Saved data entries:
▬▬▬
PR #6295, opened 2023-06-09
CBG-2930: Import compute stat implementation

gregns1:
CBG-2930

Import feed compute stat implementation. 

- total time of the function (ms) * memory of Event.Value in bytes 
- We have to record time in seconds and convert to milliseconds as .Millisecond() returns ineger value. 

## Pre-review checklist

- [x] `GSI=true,xattrs=true` https://jenkins.sgwdev.com/job/SyncGateway-Integration/1917/
- [x] `GSI=true,xattrs=false` https://jenkins.sgwdev.com/job/SyncGateway-Integration/1916/

### DIFF
--- a/base/constants.go
+++ b/base/constants.go
@@ -177,6 +177,8 @@ const (
 	EmptyDocument = `{}`
 )
 
+const MiB = 1 * 1024 * 1024
+
 var (
 	SyncFnAccessErrors = []string{
 		HTTPErrorf(403, SyncFnErrorMissingRole).Error(),
--- a/base/constants.go
+++ b/base/constants.go
@@ -177,8 +177,6 @@ const (
 	EmptyDocument = `{}`
 )
 
-const MiB = 1 * 1024 * 1024
-
 var (
 	SyncFnAccessErrors = []string{
 		HTTPErrorf(403, SyncFnErrorMissingRole).Error(),
--- a/base/stats.go
+++ b/base/stats.go
@@ -692,6 +692,8 @@ type SharedBucketImportStats struct {
 	ImportHighSeq *SgwIntStat `json:"import_high_seq"`
 	// The total number of import partitions.
 	ImportPartitions *SgwIntStat `json:"import_partitions"`
+	// Represents the compute unit
+	ImportProcessCompute *SgwFloatStat `json:"import_process_compute"`
 }
 
 type SgwStat struct {
@@ -1921,6 +1923,10 @@ func (d *DbStats) InitSharedBucketImportStats() error {
 			return err
 		}
 		resUtil.ImportPartitions, err = NewIntStat(SubsystemSharedBucketImport, "import_partitions", labelKeys, labelVals, prometheus.GaugeValue, 0)
+		if err != nil {
+			return err
+		}
+		resUtil.ImportProcessCompute, err = NewFloatStat(SubsystemSharedBucketImport, "import_process_compute", labelKeys, labelVals, prometheus.GaugeValue, 0)
 		if err != nil {
 			return err
 		}
--- a/base/stats.go
+++ b/base/stats.go
@@ -505,6 +505,8 @@ type DatabaseStats struct {
 	SyncFunctionExceptionCount *SgwIntStat `json:"sync_function_exception_count"`
 	// The total number of times a replication connection is rejected due ot it being over the threshold
 	NumReplicationsRejectedLimit *SgwIntStat `json:"num_replications_rejected_limit"`
+	// Represents the compute unit for import processes on the database
+	ImportProcessCompute *SgwIntStat `json:"import_process_compute"`
 
 	// These can be cleaned up in future versions of SGW, implemented as maps to reduce amount of potential risk
 	// prior to Hydrogen release. These are not exported as part of prometheus and only exposed through expvars
@@ -692,8 +694,6 @@ type SharedBucketImportStats struct {
 	ImportHighSeq *SgwIntStat `json:"import_high_seq"`
 	// The total number of import partitions.
 	ImportPartitions *SgwIntStat `json:"import_partitions"`
-	// Represents the compute unit
-	ImportProcessCompute *SgwIntStat `json:"import_process_compute"`
 }
 
 type SgwStat struct {
@@ -1456,6 +1456,11 @@ func (d *DbStats) initDatabaseStats() error {
 	if err != nil {
 		return err
 	}
+	resUtil.ImportProcessCompute, err = NewIntStat(SubsystemSharedBucketImport, "import_process_compute", labelKeys, labelVals, prometheus.CounterValue, 0)
+	if err != nil {
+		return err
+	}
+
 	resUtil.ImportFeedMapStats = &ExpVarMapWrapper{new(expvar.Map).Init()}
 
 	resUtil.CacheFeedMapStats = &ExpVarMapWrapper{new(expvar.Map).Init()}
@@ -1502,6 +1507,7 @@ func (d *DbStats) unregisterDatabaseStats() {
 	prometheus.Unregister(d.DatabaseStats.NumReplicationsRejectedLimit)
 	prometheus.Unregister(d.DatabaseStats.NumPublicRestRequests)
 	prometheus.Unregister(d.DatabaseStats.TotalSyncTime)
+	prometheus.Unregister(d.DatabaseStats.ImportProcessCompute)
 }
 
 func (d *DbStats) CollectionStat(scopeName, collectionName string) (*CollectionStats, error) {
@@ -1926,10 +1932,6 @@ func (d *DbStats) InitSharedBucketImportStats() error {
 		if err != nil {
 			return err
 		}
-		resUtil.ImportProcessCompute, err = NewIntStat(SubsystemSharedBucketImport, "import_process_compute", labelKeys, labelVals, prometheus.CounterValue, 0)
-		if err != nil {
-			return err
-		}
 
 		d.SharedBucketImportStats = resUtil
 	}
@@ -1943,7 +1945,6 @@ func (d *DbStats) unregisterSharedBucketImportStats() {
 	prometheus.Unregister(d.SharedBucketImportStats.ImportProcessingTime)
 	prometheus.Unregister(d.SharedBucketImportStats.ImportHighSeq)
 	prometheus.Unregister(d.SharedBucketImportStats.ImportPartitions)
-	prometheus.Unregister(d.SharedBucketImportStats.ImportProcessCompute)
 }
 
 func (d *DbStats) SharedBucketImport() *SharedBucketImportStats {
--- a/base/stats.go
+++ b/base/stats.go
@@ -693,7 +693,7 @@ type SharedBucketImportStats struct {
 	// The total number of import partitions.
 	ImportPartitions *SgwIntStat `json:"import_partitions"`
 	// Represents the compute unit
-	ImportProcessCompute *SgwFloatStat `json:"import_process_compute"`
+	ImportProcessCompute *SgwIntStat `json:"import_process_compute"`
 }
 
 type SgwStat struct {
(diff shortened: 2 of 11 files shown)


base/stats.go
```diff
@@ -1909,6 +1911,10 @@ func (d *DbStats) InitSharedBucketImportStats() error {
 		if err != nil {
 			return err
 		}
+		resUtil.ImportProcessCompute, err = NewFloatStat(SubsystemSharedBucketImport, "import_process_compute", labelKeys, labelVals, prometheus.GaugeValue, 0)
+		if err != nil {
+			return err
+		}
```
bbrks: I wonder if these types of stats should actually be in a serverless section that is only enabled/calculated when the serverless flag is enabled.

This has no benefit/makes no sense for an on-prem deployment.

db/import_listener.go
```diff
@@ -15,11 +15,14 @@ import (
 	"fmt"
 	"sort"
 	"strings"
+	"time"
 
 	sgbucket "github.com/couchbase/sg-bucket"
 	"github.com/couchbase/sync_gateway/base"
 )
 
+const MiB = 1048576
```
bbrks: This seems like it might be useful to put in `base/constants.go`? There's quite a lot of instances of `1024 * 1024` that would be clearer with this unit.

bbrks (dismissed):

rest/importtest/import_test.go
```diff
@@ -1917,7 +1917,7 @@ func TestImportRevisionCopyUnavailable(t *testing.T) {
 	assert.Equal(t, 404, response.Code)
 }
 
-func TestImportComputeStatOnDemand(t *testing.T) {
+func TestImportComputeStatOnDemandGet(t *testing.T) {
 	base.SkipImportTestsIfNotEnabled(t)
```
torcolvin, line 1921: is this skip required here, especially since you set `AutoImport: false`?

Also, if you set `AutoImport: true` does this do double counting anywhere? That's the thing I'm most worried about in this PR.

rest/importtest/import_test.go
```diff
@@ -1971,6 +1971,54 @@ func TestImportComputeStatOnDemand(t *testing.T) {
...
+	dataStore := rt.GetSingleDataStore()
+
+	key := t.Name()
+	docBody := make(map[string]interface{})
+	docBody["type"] = "non-mobile"
+	docBody["channels"] = "ABC"
+
+	// assert the stat starts at 0 for a new database
+	computeStat := rt.GetDatabase().DbStats.SharedBucketImportStats.ImportProcessCompute.Value()
+	assert.Equal(t, float64(0), computeStat)
```
```suggestion
	require.Equal(t, float64(0), computeStat)
```

rest/importtest/import_test.go
```diff
@@ -1971,6 +1971,54 @@ func TestImportComputeStatOnDemand(t *testing.T) {
...
+
+	// add doc to bucket
+	_, err := dataStore.Add(key, 0, docBody)
+	assert.NoError(t, err, "Unable to insert doc TestImportDelete")
```
```suggestion
	require.NoError(t, err, "Unable to insert doc TestImportDelete")
```

rest/importtest/import_test.go
```diff
@@ -1971,6 +1971,54 @@ func TestImportComputeStatOnDemand(t *testing.T) {
...
+
+	// trigger on demand import of this doc - should be rejected
+	response := rt.SendAdminRequest("GET", "/db/_raw/"+key, "")
+	rest.RequireStatus(t, response, http.StatusNotFound)
+	assertDocProperty(t, response, "reason", "Not imported")
+
+	// assert stat still no incremented as import filter rejects the doc
+	computeStat1 := rt.GetDatabase().DbStats.SharedBucketImportStats.ImportProcessCompute.Value()
+	assert.Equal(t, float64(0), computeStat1)
```
```suggestion
	require.Equal(t, float64(0), computeStat1)
```

rest/importtest/import_test.go
```diff
@@ -1971,6 +1971,54 @@ func TestImportComputeStatOnDemand(t *testing.T) {
...
+
+	// rewrite through SG - should treat as new insert
+	docBodyString := `{"type":"SG client rewrite",
+	                 "channels": "NBC"}`
+	response = rt.SendAdminRequest("PUT", fmt.Sprintf("/db/%s", key), docBodyString)
+	assert.Equal(t, 201, response.Code)
```
```suggestion
	rest.RequireStatus(t, response, http.StatusCreated)
```

rest/importtest/import_test.go
gregns1: Skip is required. Will ensure walrus doesn't run on it etc.

db/import_listener.go
```diff
@@ -156,7 +157,24 @@ func (il *importListener) ProcessFeedEvent(event sgbucket.FeedEvent) (shouldPers
...
+
 func (il *importListener) ImportFeedEvent(event sgbucket.FeedEvent) {
+	startTime := time.Now()
+	defer func() {
+		// we must grab the time in seconds here and convert to ms as the .Milliseconds() function returns integer millisecond count
+		functionTime := time.Since(startTime).Seconds()
+		bytes := float64(len(event.Value))
+		stat := calculateImportCompute(bytes, functionTime)
+		il.importStats.ImportProcessCompute.Add(stat)
+	}()
```
torcolvin: you only want to actually calculate stats if this is going to run the import function. We have to unmarshal the document or the xattrs to see if it has metadata before we know if we need to run import.

so it has to hit `syncData == nil || !isSGWrite` block. I think this is why the import double counting occurs with on demand access. So probably set a variable for whether it is actually running an import and only report in the defer if import was run.

base/constants.go
```diff
@@ -177,6 +177,8 @@ const (
 	EmptyDocument = `{}`
 )
 
+const MiB = 1 * 1024 * 1024
+
```
```suggestion
```

rest/importtest/import_test.go
```diff
@@ -1916,6 +1917,141 @@ func TestImportRevisionCopyUnavailable(t *testing.T) {
 	assert.Equal(t, 404, response.Code)
 }
 
+func TestImportComputeStatOnDemandGet(t *testing.T) {
+	base.SkipImportTestsIfNotEnabled(t)
```
torcolvin, line 1921: This I don't think requires the import feed, so I don't know that this is correct, see also OnDemandPut, can you test this with removing this and `SG_TEST_USE_XATTRS=false`?

torcolvin (dismissed):

rest/importtest/import_test.go
gregns1: Its needed -> https://github.com/couchbase/sync_gateway/blob/8bc18bd35833deea85b6f21586f0b8de7059a0f4/db/database.go#L1911

gregns1: Test will panic without it. SharedBucketImportStats don't exist without XATTRS. We would need to move the stats to collection stats or database stats or something if this is needed.

torcolvin: This is weird, but there are just no stats with xattrs, I'm inclined to push deprecation of inline data in sync gateway. 

Thanks for explanation, that was not intuitive to me.

torcolvin:
This is also missing the stats for resync based import:

* query based resync https://github.com/couchbase/sync_gateway/blob/master/db/background_mgr_resync.go#L81 (this is unsupported as of 3.1 but flagged if DCP resync fails)
* https://github.com/couchbase/sync_gateway/blob/master/db/background_mgr_resync_dcp.go#L109

db/background_mgr_resync_dcp_test.go
```diff
@@ -336,6 +336,43 @@ func TestResyncManagerDCPRunTwice(t *testing.T) {
 	wg.Wait()
 }
 
+func TestResyncImportComputeStat(t *testing.T) {
+	if base.UnitTestUrlIsWalrus() {
+		t.Skip("Test requires Couchbase Server")
```
```suggestion
		t.Skip("Test requires Couchbase Server for DCP")
```

db/background_mgr_resync_dcp_test.go
```diff
@@ -336,6 +336,43 @@ func TestResyncManagerDCPRunTwice(t *testing.T) {
...
+	}
+	const docsToCreate = 1000
```
torcolvin: can we create fewer docs? creating a lot of docs causes them to show up in future tests DCP feeds as deleted until the server decides to reset DCP feed. We should need minimal docs for this test.

It probably won't make this test faster but it will make some other tests fast.

db/background_mgr_resync_dcp_test.go
```diff
@@ -336,6 +336,43 @@ func TestResyncManagerDCPRunTwice(t *testing.T) {
...
+	defer db.Close(ctx)
+
+	resycMgr := NewResyncManagerDCP(db.MetadataStore, base.TestUseXattrs(), db.MetadataKeys)
+	require.NotNil(t, resycMgr)
+	db.ResyncManager = resycMgr
+
+	options := map[string]interface{}{
+		"database":            db,
+		"regenerateSequences": false,
+		"collections":         ResyncCollections{},
```
torcolvin, line 354: does this test work with 

matrix of:

SG_TEST_USE_GSI=true,false
SG_TEST_USE_XATTRS=true,false
SG_TEST_USE_DEFAULT_COLLECTION=true,false

?

rest/importtest/import_test.go
```diff
@@ -1916,6 +1918,191 @@ func TestImportRevisionCopyUnavailable(t *testing.T) {
...
+
+	for i := 0; i < numDocs; i++ {
+		resp = rt.SendAdminRequest(http.MethodPut, "/{{.keyspace}}/"+fmt.Sprint(i), `{"random": "doc"}`)
+		rest.RequireStatus(t, resp, http.StatusCreated)
+	}
+
+	computeStat := rt.GetDatabase().DbStats.DatabaseStats.ImportProcessCompute.Value()
+	require.Equal(t, int64(0), computeStat)
+
+	resp = rt.SendAdminRequest(http.MethodPost, "/{{.db}}/_offline", "")
```
torcolvin, line 2082: offline is async so we need to wait for this to actually turn offline, this is copy pasted from elsewhere in the code base but you need:

```
        response = rt.SendAdminRequest("POST", "/db/_offline", "")
	RequireStatus(t, response, 200)

	rt.waitForState("online")
```

I might find the other places we do and replace this with a function like rt.takeDbOffline

rest/importtest/import_test.go
```diff
@@ -1916,6 +1918,191 @@ func TestImportRevisionCopyUnavailable(t *testing.T) {
...
+		response := rt.SendAdminRequest("GET", "/{{.db}}/_resync", "")
+		var status db.ResyncManagerResponse
+		err := json.Unmarshal(response.BodyBytes(), &status)
+		assert.NoError(t, err)
+
+		var val interface{}
+		_, err = rt.Bucket().DefaultDataStore().Get(rt.GetDatabase().ResyncManager.GetHeartbeatDocID(t), &val)
+
+		return status.State == db.BackgroundProcessStateCompleted && base.IsDocNotFoundError(err)
+	}, 200, 200)
```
▬▬▬
What is being asked: Go through the records above. Copy each line in which the string "blob" appears.

Answer area:
gregns1: Its needed -> https://github.com/couchbase/sync_gateway/blob/8bc18bd35833deea85b6f21586f0b8de7059a0f4/db/database.go#L1911
* query based resync https://github.com/couchbase/sync_gateway/blob/master/db/background_mgr_resync.go#L81 (this is unsupported as of 3.1 but flagged if DCP resync fails)
* https://github.com/couchbase/sync_gateway/blob/master/db/background_mgr_resync_dcp.go#L109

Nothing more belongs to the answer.